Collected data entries
=====
PR #5134, opened 2023-10-27
Makes sure that precondition onErrorMessage and onFailMessage are logged when an error happens

filipelautert:
## Impact

## Description

Currently onErrorMessage and onFailMessage are logged only if the log-level property is set to something higher than info. As they are custom error messages they should be logged everytime an error occurs.

### DIFF
--- a/liquibase-standard/src/main/java/liquibase/changelog/visitor/ValidatingVisitor.java
+++ b/liquibase-standard/src/main/java/liquibase/changelog/visitor/ValidatingVisitor.java
@@ -14,12 +14,16 @@ import liquibase.precondition.FailedPrecondition;
 import liquibase.precondition.core.PreconditionContainer;
 import liquibase.util.StringUtil;
 import liquibase.util.ValidatingVisitorUtil;
+import lombok.Getter;
 
 import java.util.*;
 
+@Getter
 public class ValidatingVisitor implements ChangeSetVisitor {
 
     private final List<String> invalidMD5Sums = new ArrayList<>();
+    private String failedPreconditionsMessage = null;
+    private String errorPreconditionsMessage = null;
     private final List<FailedPrecondition> failedPreconditions = new ArrayList<>();
     private final List<ErrorPrecondition> errorPreconditions = new ArrayList<>();
     private final Set<ChangeSet> duplicateChangeSets = new HashSet<>();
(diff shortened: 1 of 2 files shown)


rberezen (approved):

rberezen:
@tati-qalified could you validate the fix please? TIA!

tati-qalified:
**It's working for me, with no issues.**
I tested this using the CLI and a simple changelog:

```
databaseChangeLog:
  - preConditions:
    - onError: HALT
    - onFail: HALT
    - onErrorMessage: ---- this is an error ----
    - onFailMessage: ---- this is a failure ----
    - sqlCheck:
          expectedResult: 1
          sql: SELECT 1 from myTable
  -  changeSet:  
      id:  1  
      author:  nvoxland  
      preConditions:
        - onError: HALT
        - onFail: HALT
        - onErrorMessage:  ---- this is an error ----
        - onFailMessage: ---- this is a failure ----
        - foreignKeyConstraintExists:
            foreignKeyName: columna12345
            foreignKeyTableName: json_table
      changes:  
        -  createTable:  
            tableName:  newtable  
            columns:  
              -  column:  
                  name:  id  
                  type:  int  
                  autoIncrement:  true  
                  constraints:  
                    primaryKey:  true  
                    nullable:  false  
              -  column:  
                  name:  firstname  
                  type:  varchar(50)  
              -  column:  
                  name:  lastname  
                  type:  varchar(50)  
                  constraints:  
                    nullable:  false  
              -  column:  
                  name:  state  
                  type:  char(2)  
```

- First I tested only the preconditions for the entire changelog. I commented out the preconditions inside the changeset. 
- After that, I uncommented the changeset preconditions and commented the changelog preconditions.
- Then I used both the changelog and changeset preconditions.

For all three scenarios I followed these steps:
1. Use a precondition that will generate an error
2. Run `liquibase update`
3. Run `liquibase update --log-level= ` with each log level value
4. Do the same with a precondition that will fail
5. Run `liquibase update` with a precondition that will work - no errors nor failures

I tested around 6 different preconditions to be sure it worked in general. I don't believe it's necessary to test each one, though I can do it if someone thinks I should.

tati-qalified:
Apart from that, there's an error message that isn't too user-friendly:

When trying to run a changelog with an empty sqlCheck
```
databaseChangeLog:
  - preConditions:
    - onError: HALT
    - onFail: HALT
    - onErrorMessage: ---- this is an error ----
    - onFailMessage: ---- this is a failure ----
    - sqlCheck:
```
The error message is:
```
Unexpected error running Liquibase: Migration failed for changeset changelog.yml::1::nvoxland:
     Reason: java.lang.NullPointerException: Cannot invoke "String.replaceFirst(String, String)" because the return value of "liquibase.precondition.core.SqlPrecondition.getSql()" is null
```

It should probably say something along the lines of "sqlCheck attributes sql and expectedResult are required"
=====
**Exercise instructions:** Only lines holding the string "main" are wanted; gather each one from the entries above.

**Written answer:**
--- a/liquibase-standard/src/main/java/liquibase/changelog/visitor/ValidatingVisitor.java
+++ b/liquibase-standard/src/main/java/liquibase/changelog/visitor/ValidatingVisitor.java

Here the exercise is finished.